● **Work required**: Reproduce, from the lines below, exactly the stretch that begins at the line containing "let refractor_shape_map = Id.Map.empty;" and ends at the line containing "changed and refresh", both included.
*** Dataset ***
PR #2415, opened 2026-07-30
Splices

Negabinary:
Makes the tables editable (while introducing splice architecture)

 - Cells in the table are splices
 - Table automatically resizes to fit all cells
 - Columns can be re-named, but only if the names don't come from analytic type
 - Right-click inside a cell to add/remove rows/columns

### DIFF
--- a/src/haz3lcore/CachedSyntax.re
+++ b/src/haz3lcore/CachedSyntax.re
@@ -1,7 +1,14 @@
-type t = {
-  old: bool,
+type splice = {
   segment: Segment.t,
   measured: Measured.t,
+  /* A list of projector IDs in the order they appear in the segment
+   * (allows actions to refer to projectors by index) */
+  projector_list: list(Id.t),
+};
+
+type t = {
+  old: bool,
+  main_splice: splice,
   selection_ids: list(Id.t),
   /* The term-derived data structured below, may differ
    * from the term used for semantics. These terms are identical when
@@ -18,8 +25,6 @@ type t = {
    * certain ids to be present/non-present unexpectedly. */
   term_data: TermData.t,
   terms: TermMap.t,
-  /* A list of projector IDs in the order they appear in the segment
-   * (allows actions to refer to projectors by index) */
   projector_list: list(Id.t),
   /* Since the introduction of shape_map below, caching projectors
    * here is almost vesigial (currently used only for error deco) */
@@ -62,9 +67,12 @@ let mk = (~info_map, ~dyn_map, ~elaborated=None, z): t => {
     Measured.of_segment(segment, projector_shapes, refractor_shape_map);
   {
     old: false,
-    segment,
+    main_splice: {
+      segment,
+      measured,
+      projector_list,
+    },
     term_data,
-    measured,
     selection_ids: Selection.selection_ids(z.selection),
     terms,
     projectors,
@@ -104,12 +112,19 @@ let refresh_shapes =
     );
   let refractor_shape_map = Id.Map.empty;
   let measured =
-    Measured.of_segment(old.segment, shape_map, refractor_shape_map);
+    Measured.of_segment(
+      old.main_splice.segment,
+      shape_map,
+      refractor_shape_map,
+    );
   {
     ...old,
+    main_splice: {
+      ...old.main_splice,
+      measured,
+    },
     shape_map,
     projector_errors,
-    measured,
     shape_info_map: info_map,
     shape_dyn_map: dyn_map,
     shape_elaborated: elaborated,
@@ -145,3 +160,6 @@ let calculate = (z: Zipper.t, info_map, dyn_map, ~elaborated=None, old: t) =>
       selection_ids: Selection.selection_ids(z.selection),
     };
   };
+
+let measured = (syntax: t) => syntax.main_splice.measured;
+let segment = (syntax: t) => syntax.main_splice.segment;
--- a/src/haz3lcore/CachedSyntax.re
+++ b/src/haz3lcore/CachedSyntax.re
@@ -41,6 +41,11 @@ type t = {
   shape_map: ProjectorCore.Shape.Map.t,
   /* Errors reported by projectors (e.g. "can't render as table") */
   projector_errors: Id.Map.t(ProjectorBase.error),
+  /* splice id → (host projector id, row offset of the splice within
+   * the host's placeholder block). Computed alongside shape_map from
+   * each projector's splice_rows; lets main-frame decorations find the
+   * document row a splice's contents are laid out on. */
+  splice_layout: Id.Map.t((Id.t, int)),
   cached_backpack: list(Tile.t),
   /* Inputs last used to compute shape_map/projector_errors/measured.
    * Kept so `calculate` can detect when statics changed and refresh
@@ -84,7 +89,7 @@ let mk = (~info_map, ~dyn_map, ~elaborated=None, z): t => {
   let segment = Zipper.unselect_and_zip(z);
   let MakeTerm.{term: _, terms, projectors, projector_list, term_data} =
     MakeTerm.go(segment);
-  let (projector_shapes, projector_errors) =
+  let (projector_shapes, splice_layout, projector_errors) =
     ProjectorInfo.ShapeMapSemantics.mk(
       projectors,
       z.refractors,
@@ -115,6 +120,7 @@ let mk = (~info_map, ~dyn_map, ~elaborated=None, z): t => {
     projector_list,
     shape_map: projector_shapes,
     projector_errors,
+    splice_layout,
     cached_backpack: Segment.global_missing_shards(segment),
     shape_info_map: info_map,
     shape_dyn_map: dyn_map,
@@ -138,7 +144,7 @@ let mark_old: t => t =
  * elaborated expression (e.g. TableProj placeholder size). */
 let refresh_shapes =
     (z: Zipper.t, info_map, dyn_map, ~elaborated=None, old: t) => {
-  let (shape_map, projector_errors) =
+  let (shape_map, splice_layout, projector_errors) =
     ProjectorInfo.ShapeMapSemantics.mk(
       old.projectors,
       z.refractors,
@@ -162,6 +168,7 @@ let refresh_shapes =
     splices: mk_splice_map(old.main_splice.segment, shape_map),
     shape_map,
     projector_errors,
+    splice_layout,
     shape_info_map: info_map,
     shape_dyn_map: dyn_map,
     shape_elaborated: elaborated,
@@ -203,13 +210,51 @@ let segment = (syntax: t) => syntax.main_splice.segment;
 let splice_opt = (id: Id.t, syntax: t): option(splice) =>
   Id.Map.find_opt(id, syntax.splices);
 
-/* Whether the piece/term [id] lives inside some splice's content.
+/* The splice whose content contains the piece/term [id], if any.
  * Splice interiors are merged into the main measured map in their own
  * (splice-local) coordinate frame, so main-frame decorations must not
- * position themselves from such ids — the owning splice's sub-editor
- * is the frame that can. */
-let id_in_splice = (id: Id.t, syntax: t): bool =>
-  Id.Map.exists(
-    (_, s: splice) => Measured.find_by_id_quiet(id, s.measured) != None,
-    syntax.splices,
+ * position themselves directly from such ids — see doc_row_of_splice
+ * for the vertical remap. */
+let splice_containing_id = (id: Id.t, syntax: t): option((Id.t, splice)) => {
+  let candidates =
+    Id.Map.bindings(syntax.splices)
+    |> List.filter(((_, s: splice)) =>
+         Measured.find_by_id_quiet(id, s.measured) != None
+       );
+  /* Splice contents are measured recursively, so an id inside a nested
+   * splice is found in every enclosing splice's map too; the id's own
+   * frame is the innermost candidate — the one containing no other. */
+  List.find_opt(
+    ((_, s: splice)) =>
+      !
+        List.exists(
+          ((sid, _)) => Measured.has_splice_info(sid, s.measured),
+          candidates,
+        ),
+    candidates,
   );
+};
+
+/* The document row on which the splice's contents begin: the host
+ * projector's origin row, plus the splice's row offset within the
+ * host's block (splice_layout), climbing recursively when the host
+ * itself sits inside another splice. This is a grid-level estimate of
+ * the projector's DOM layout — exact horizontal positions inside the
+ * projector remain unknowable at this level. */
+let rec doc_row_of_splice = (sid: Id.t, syntax: t): option(int) => {
+  open Util.OptUtil.Syntax;
+  let* (host, offset) = Id.Map.find_opt(sid, syntax.splice_layout);
+  let+ host_row =
+    switch (splice_containing_id(host, syntax)) {
+    | Some((outer_sid, outer)) =>
+      let* m = Measured.find_by_id_quiet(host, outer.measured);
+      let+ outer_row = doc_row_of_splice(outer_sid, syntax);
+      outer_row + m.origin.row;
+    | None =>
+      Option.map(
+        (m: Measured.measurement) => m.origin.row,
+        Measured.find_by_id_quiet(host, syntax.main_splice.measured),
+      )
+    };
+  host_row + offset;
+};
--- a/src/haz3lcore/CachedSyntax.re
+++ b/src/haz3lcore/CachedSyntax.re
@@ -202,3 +202,14 @@ let measured = (syntax: t) => syntax.main_splice.measured;
 let segment = (syntax: t) => syntax.main_splice.segment;
 let splice_opt = (id: Id.t, syntax: t): option(splice) =>
   Id.Map.find_opt(id, syntax.splices);
+
+/* Whether the piece/term [id] lives inside some splice's content.
+ * Splice interiors are merged into the main measured map in their own
+ * (splice-local) coordinate frame, so main-frame decorations must not
+ * position themselves from such ids — the owning splice's sub-editor
+ * is the frame that can. */
+let id_in_splice = (id: Id.t, syntax: t): bool =>
+  Id.Map.exists(
+    (_, s: splice) => Measured.find_by_id_quiet(id, s.measured) != None,
+    syntax.splices,
+  );
--- a/src/haz3lcore/CachedSyntax.re
+++ b/src/haz3lcore/CachedSyntax.re
@@ -235,6 +235,18 @@ let splice_containing_id = (id: Id.t, syntax: t): option((Id.t, splice)) => {
   );
 };
 
+/* Whether the frame identified by [frame] (None = the root editor,
+ * Some(sid) = splice sid's sub-editor) owns the on-screen position of
+ * [id]: an id inside a splice is positioned only in that splice's own
+ * frame, so other frames must not draw decorations anchored on it. */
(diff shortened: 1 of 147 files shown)


7h3kk1d:
Just pulled it up for functional testing. Seems great so far.

src/haz3lcore/zipper/action/Move.re
```diff
@@ -2,22 +2,73 @@ open Util;
...
     z |> Caret.set(Outer) |> Option.some
   | (Inner(char), None | Some(_)) =>
     z |> Caret.set(Inner(char - 1)) |> Option.some
   };
 
-let by_char_right = (z: t): option(t) =>
+let by_char_right_with = (mv, z: t): option(t) =>
   switch (z.caret, Caret.nhbr_max_idx(Right, z)) {
-  | (Outer, None) => move(Right, z)
+  | (Outer, None) => mv(Direction.Right, z)
```
disconcision: unnecessary qualification?

src/haz3lcore/zipper/action/Move.re
```diff
@@ -186,11 +246,170 @@ let vertical =
...
+ * publishing splice offsets, this hook will enable direct splice
+ * clicks to translate the goal point into splice-local coordinates. */
+let splice_at_point =
+    (
+      ~splice_offsets: Id.Map.t(Point.t)=Id.Map.empty,
+      ~measured: Measured.t,
+      goal: Point.t,
+    )
+    : option((Id.t, Point.t)) => {
+  ignore(measured);
```
disconcision: ?

disconcision:
@Negabinary is this at a point where code review would be useful? is there an architectural summary somewhere?

7h3kk1d:
Note changing projector from piece to segment breaks persistence so we need to warn people to reset state. I think I'm going to tackle #2454 at some point this year.

Negabinary:
> @Negabinary is this at a point where code review would be useful? is there an architectural summary somewhere?

@disconcision yes, I think this is at a point where code review would be useful. The basic idea is that there is just one zipper which handles all the state; CodeEditables now have multiple CachedSyntaxes for each splice. It also adds a few random extra things like splices being able to add actions to the right-click menu of their editor (for add table row/column)

One decision that may want to be revisited at some point: I think the table projector mostly currently interfaces with segment data structures, I'm pretty sure it is set up so you could have the table projector mostly interfacing with exps, not sure if that's a direction we'll ant to take in the future.

src/haz3lcore/tiles/Base.re
```diff
@@ -106,6 +119,15 @@ and piece_to_string =
...
     )
+  | Splice(s) =>
+    segment_to_string(
+      ~holes,
+      ~concave_holes,
+      ~refractors,
+      ~refractor_seg_to_seg,
+      ~projector_to_segment,
+      s.content,
+    )
```
7h3kk1d, line 130: I need to understand why no splice-oriented structure gets added. Where does the splice id go for example.

src/haz3lcore/projectors/ProjectorBase.re
```diff
@@ -24,6 +26,7 @@ type external_action =
   | Escape(Util.Direction.t) /* Pass focus to parent editor */
   | EscapeToLineEnd(ProjectorCore.Kind.t) /* Pass focus to parent editor, move to end of line */
   | SetSyntax(Base.segment) /* Set underlying syntax */
+  | SetTerm(Any.t, bool) /* Set underlying term, optionally preserving original splices */
```
7h3kk1d, line 29: Don't want to be finnicky but I think it would be nice to have a record here for the bool so we can see what it's for.

7h3kk1d: Are the original splices found from the term-level splices with the same id?

7h3kk1d: Followup, is there a mechanism for handling duplicating of a splice.

src/haz3lcore/projectors/ProjectorBase.re
```diff
@@ -136,10 +162,21 @@ module View = {
...
+  /* Thunk returning the view for a splice by its id. Thunked so that
+   * expensive splice rendering only happens for splices the projector
+   * actually places in its view. */
+  [@deriving (show({with_path: false}), sexp, yojson)]
+  type splice_view = Id.t => Node.t;
+
+  /* Intrinsic bounding box size of a splice's content, in the splice's
+   * own coordinate frame. */
+  [@deriving (show({with_path: false}), sexp, yojson)]
+  type splice_size = Id.t => Util.Point.t;
```
7h3kk1d, line 178: Also pedantic but I don' like using Point.t as a size as opposed to absolute position.

src/haz3lcore/projectors/ProjectorBase.re
```diff
@@ -237,12 +290,27 @@ module type Projector = {
...
-  /* The space left for the projector in the base editor */
-  let placeholder: (model, info) => ProjectorCore.Shape.t;
+  /* The space left for the projector in the base editor. The projector
+   * receives [splice_size] so that it may size itself around its splice
+   * children; splice sizes are intrinsic (independent of the layout of
+   * the parent projector) and may be looked up by splice id. */
+  let placeholder: (model, info, View.splice_size) => ProjectorCore.Shape.t;
+  /* The vertical position (row offset from the top of the placeholder
+   * block) at which each of the projector's direct splices is laid out
+   * on screen. Lets frame-level decorations (e.g. a probe's offside
```
7h3kk1d, line 300: Playing with this it seems like it doesn't let you update probes that are in different splices on the same row. It just doesn't update if you try to add a probe on a table cell when you already have one.

src/language/term/Pat.re
```diff
@@ -57,7 +57,8 @@ let cls_of_term: Grammar.pat_term('a) => cls =
   | TupLabel(_) => TupLabel
   | Tuple(_) => Tuple
   | Parens(_) => Parens
-  | Projector(_) => Projector
+  | Projector(_)
+  | Splice(_) => Projector
```
7h3kk1d, line 61: This isn't how Exp worked. I wonder if this should be cls of the underlying.

src/language/term/Typ.re
```diff
@@ -94,7 +94,8 @@ let cls_of_term: Grammar.typ_term('a) => cls =
   | Label(_) => Label
   | ExplicitNonlabel => ExplicitNonlabel
   | Parens(_) => Parens
-  | Projector(_) => Projector
+  | Projector(_)
+  | Splice(_) => Projector
```
7h3kk1d, line 98: Same question as Pat.

src/haz3lcore/lang/MakeTerm.re
```diff
@@ -1129,37 +1132,41 @@ and typ_term: unsorted => (Typ.term, list(Id.t)) = {
...
-        | (["(", ")"], [Typ(body)]) => Parens(body)
-        | (["PROJ_WRAP", "PROJ_WRAP"], [Typ(body)]) => body.term
-        | (["[", "]"], [Typ(body)]) => List(body)
-        | ([t], []) when is_hole_label(t) => hole(tm)
-        | ([t], []) => Unknown(Hole(Invalid(t)))
-        | _ => hole(tm)
-        },
-      )
+      switch (tile) {
+      | (["SPLICE_WRAP", "SPLICE_WRAP"], [Typ(body)]) => ret(body.term)
```
7h3kk1d, line 1136: Can this be moved below next to the PROJ_WRAP?

src/haz3lcore/pretty/ExpToSegment.re
```diff
@@ -3112,3 +3140,64 @@ let any_to_segment =
...
+      switch (p) {
+      | Splice(s) => collect_splices(Id.Map.add(s.id, p, acc), s.content)
+      | Tile(t) => List.fold_left(collect_splices, acc, t.children)
+      | Projector(pr) => collect_splices(acc, pr.syntax)
+      | Grout(_)
+      | Secondary(_) => acc
+      },
+    acc,
+    seg,
+  );
```
7h3kk1d, line 3156: I think Segment.splices already does this but returns a list. It would probably be better to consume that and build the map from it. I think it's just
```reason
let splice_map = (seg: Segment.t): Id.Map.t(Segment.t) =>
  Segment.splices(seg)
  |> List.map((s: Base.splice) => (s.id, s.content))
  |> Id.Map.of_list;
```
Similarly
ProjectorView.collect_splices and ProjectorView.has_splices are similar. If we don't want to allocate lists we can use Seq.

7h3kk1d: The accumulator in the existing function is also always empty.

src/haz3lcore/tiles/Base.re
7h3kk1d: This is a self-comment so feel free to ignore.

src/haz3lcore/lang/MakeTerm.re
disconcision: FYI this hacky wrap crap finally dies in the 'make tiles less illegal' PR

src/regen/regen_docs.ml
7h3kk1d, line 1: I think this can probably all go now that the docs are plaintext on dev

src/haz3lcore/zipper/Ancestor.re
```diff
@@ -15,74 +16,166 @@ type t = {
...
+let nibs = (a: t): (Nib.t, Nib.t) =>
+  switch (a) {
+  | Tile(a) => tile_nibs(a)
+  | Projector(_)
+  | Splice(_) =>
+    /* Projector and Splice ancestors are opaque Convex/Convex. */
+    Nib.(
+      {
+        shape: Convex,
+        sort: Any,
```
7h3kk1d, line 92: When do we care about sort for these fields?

src/haz3lcore/zipper/Ancestor.re
```diff
@@ -15,74 +16,166 @@ type t = {
...
-     * and previously fell back to Any. */
-    l.sort;
-  | None => raise(Empty_shard_affix)
+/* Zip a child segment back up into the parent piece.
+ * - Tile: wrap child in the tile at the caret position.
+ * - Splice: produce a Splice piece whose content is the child.
+ * - Projector: produce a Projector piece whose syntax is before ++ child ++ after.
+ *   (This is used when zipping a Projector frame whose child is the already-
+ *   zipped Splice segment; [before]/[after] surround it in projector syntax.) */
+let zip = (child: Segment.t, a: t): Base.piece =>
```
7h3kk1d, line 107: Not sure exactly what goes in Ancestor vs zipper but this seems more like a zipper function

src/haz3lcore/zipper/Ancestor.re
```diff
@@ -15,74 +16,166 @@ type t = {
...
+  switch (a) {
+  | Tile(a) =>
+    let (pre, suf) = a.shards;
+    switch (ListUtil.split_last_opt(pre), suf) {
+    | (Some((_, i)), [_, ..._]) =>
+      let (_, l) = Mold.nibs(~index=i, a.mold);
+      l.sort;
+    | _ => raise(Empty_shard_affix)
+    };
+  | Projector(_) => Sort.Any
```
7h3kk1d, line 134: Same sort question as above.

src/haz3lcore/zipper/action/Move.re
```diff
@@ -27,39 +78,48 @@ let by_char_right = (z: t): option(t) =>
...
   | ByChar
-  | BySmart => by_char(d, z)
+  | BySmart => by_char_with(mv, d, z)
   };
 };
 
+/* Confined movement: geometric scans, extremes, jumps. */
+let by_char = by_char_with((d, z) => move(d, z));
+let by_token = by_token_with((d, z) => move(d, z));
+let local = local_with((d, z) => move(d, z));
```
7h3kk1d, line 118: I'm confused as to why `mv` was parameterized

src/haz3lcore/zipper/action/Move.re
```diff
@@ -186,11 +246,170 @@ let vertical =
...
+        switch (Id.Map.find_opt(id, measured.splices)) {
+        | None => None
+        | Some(info) =>
+          let contains =
+            goal.row >= offset.row
+            && goal.row <= offset.row
+            + info.size.row
+            && goal.col >= offset.col
+            && goal.col <= offset.col
+            + info.size.col;
```
7h3kk1d, line 284: Without claude I definitely would think we need a bounding box type and a contains function. This is fine if you don't think it will make mistakes on it in the future.

src/haz3lcore/zipper/action/Perform.re
```diff
@@ -19,6 +19,26 @@ let go =
       {zipper: z, col_target}: state,
     )
     : Action.Result.t(Zipper.t) => {
+  /* Splice switcheroo: when the caret is inside a splice, swap that
```
7h3kk1d, line 22: > Splice switcheroo

An Ocean's 11 level heist

src/haz3lcore/CachedSyntax.re
```diff
@@ -145,3 +204,69 @@ let calculate = (z: Zipper.t, info_map, dyn_map, ~elaborated=None, old: t) =>
...
+        ),
+    candidates,
+  );
+};
+
+/* Whether the frame identified by [frame] (None = the root editor,
+ * Some(sid) = splice sid's sub-editor) owns the on-screen position of
+ * [id]: an id inside a splice is positioned only in that splice's own
+ * frame, so other frames must not draw decorations anchored on it. */
+let frame_owns_id = (frame: option(Id.t), id: Id.t, syntax: t): bool =>
```
7h3kk1d, line 242: Is frame here synonymous with splice/root editor?

src/haz3lcore/projectors/ProjectorInit.re
```diff
@@ -19,20 +19,52 @@ let to_module = (kind: ProjectorCore.Kind.t): (module Cooked) =>
...
+ * module initialization. Resolving a Term override requires
+ * ExpToSegment, but this module cannot depend on ExpToSegment: it is
+ * reachable from ExpToSegment via MakeTerm -> ... -> Refractors ->
+ * ProjectorInit. ProjectorPerform sits above both and registers the
+ * real printer (the same conversion SetTerm uses, reusing splices
+ * from the original syntax by id). If unregistered, Term overrides
+ * degrade to keeping the selected syntax. */
+let term_printer:
+  ref((~original_syntax: Base.segment, Language.Any.t) => Base.segment) =
+  ref((~original_syntax, _term) => original_syntax);
```
7h3kk1d, line 32: Can this not just be dependency injected in?

src/haz3lcore/projectors/ProjectorPerform.re
```diff
@@ -98,6 +143,72 @@ let update =
     : ZipperBase.t =>
   ZipperBase.MapPiece.fast_local_seg(update_piece(f, id), id, z);
 
+let inside_projector = (id: Id.t, z: Zipper.t): bool =>
```
7h3kk1d, line 146: I wonder if some of these should be in zipper.

src/web/app/common/ProjectorView.re
```diff
@@ -154,21 +167,55 @@ module Model = {
     + offset
     - measurement.origin.col;
 
+  /* Whether a statics error is anchored in the projector's own hidden
+   * syntax — pieces between its splices, like a table row's comma —
+   * which is rendered as projector chrome rather than laid-out text.
+   * Such errors get no arms anywhere (see Arms.tiles_data), so the
+   * projector chrome reports them. Splice contents report errors in
+   * their own sub-editors, and nested projectors on their own chrome. */
+  let has_hidden_error =
```
7h3kk1d, line 176: nice, does this mean we get fold errors now?

src/haz3lcore/zipper/action/Move.re
7h3kk1d: robot is telling me this is dead code. I haven't verified.

matthewhammer:
@Negabinary — a heads-up that we're merging this branch, and a question about whether anything from you would help. **Nothing here is blocking on you**, and I'm not asking you to reprioritise: we're set up to proceed either way, and I'd rather work independently than add to your plate.

## What we're doing

User-defined livelits are our current critical path. There are two branches:

- `integration/livelits` (#2576) — Modules II parts 1-3 + the HTML substrate + the livelit stack. It adds a builtin module signature type `Livelit` and checks each livelit definition against it, so `expand : Model -> Expansion` is verified at the definition site rather than only per use.
- `integration/livelits-splicerefs` — the same, plus this branch, plus the paper's `SpliceRef`. Currently it's an empty placeholder: identical to the first, because the merge is where we stopped.

The goal on the second one is PLDI 2021's `expand : Model -> (Exp, List(SpliceRef))`. Worth stating plainly so we're not talking past each other: your splices and the paper's `SpliceRef` are different things. This branch gives `Splice` in the grammar (all three sorts), `SubEditor.re`, and the projector `splice_view`/`splice_size` API — the editable-region machinery. `SpliceRef` as a *type* that `expand` hands back appears nowhere in the repo (grepping `SpliceRef|splice_ref` here returns nothing). So for us this is a merge plus a build, and only the merge involves you.

## What we found trying the merge

Merging `splices-11` into our branch gives 70 conflicted files:

- 32 are generated B2T2 `.ml` slides that `dev` deleted in 53401e4158 ("Slides load from .hz text", 2026-08-08) — one day after this branch's merge-base. Those resolve cleanly by accepting the deletion.
- 38 are content conflicts, 87 regions. We resolved `Typ.re` and `Equality.re` by hand (keeping our physical-equality short-circuits, adding your `Splice` cases, keeping the `ignore_projectors`/`ignore_parens` split that post-dates this branch).

Of the 76 regions left, **only 3 are purely splice-related; 73 carry other new content**, in `Zipper`, `Piece`, `Segment`, `Perform`, `MakeTerm`, `Measured`, `CachedSyntax`, `ProbePerform` and the `Projector*` modules. For each we have to decide whether your version is splice design to keep or code `dev` has since moved past, and we often can't tell. Two examples that bracket the problem:

- `main_splice` — 10 uses here, zero on `dev` and zero on ours. Clearly yours and load-bearing; we keep it.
*** End of Dataset ***
● **Task result**:
   let refractor_shape_map = Id.Map.empty;
   let measured =
-    Measured.of_segment(old.segment, shape_map, refractor_shape_map);
+    Measured.of_segment(
+      old.main_splice.segment,
+      shape_map,
+      refractor_shape_map,
+    );
   {
     ...old,
+    main_splice: {
+      ...old.main_splice,
+      measured,
+    },
     shape_map,
     projector_errors,
-    measured,
     shape_info_map: info_map,
     shape_dyn_map: dyn_map,
     shape_elaborated: elaborated,
@@ -145,3 +160,6 @@ let calculate = (z: Zipper.t, info_map, dyn_map, ~elaborated=None, old: t) =>
       selection_ids: Selection.selection_ids(z.selection),
     };
   };
+
+let measured = (syntax: t) => syntax.main_splice.measured;
+let segment = (syntax: t) => syntax.main_splice.segment;
--- a/src/haz3lcore/CachedSyntax.re
+++ b/src/haz3lcore/CachedSyntax.re
@@ -41,6 +41,11 @@ type t = {
   shape_map: ProjectorCore.Shape.Map.t,
   /* Errors reported by projectors (e.g. "can't render as table") */
   projector_errors: Id.Map.t(ProjectorBase.error),
+  /* splice id → (host projector id, row offset of the splice within
+   * the host's placeholder block). Computed alongside shape_map from
+   * each projector's splice_rows; lets main-frame decorations find the
+   * document row a splice's contents are laid out on. */
+  splice_layout: Id.Map.t((Id.t, int)),
   cached_backpack: list(Tile.t),
   /* Inputs last used to compute shape_map/projector_errors/measured.
    * Kept so `calculate` can detect when statics changed and refresh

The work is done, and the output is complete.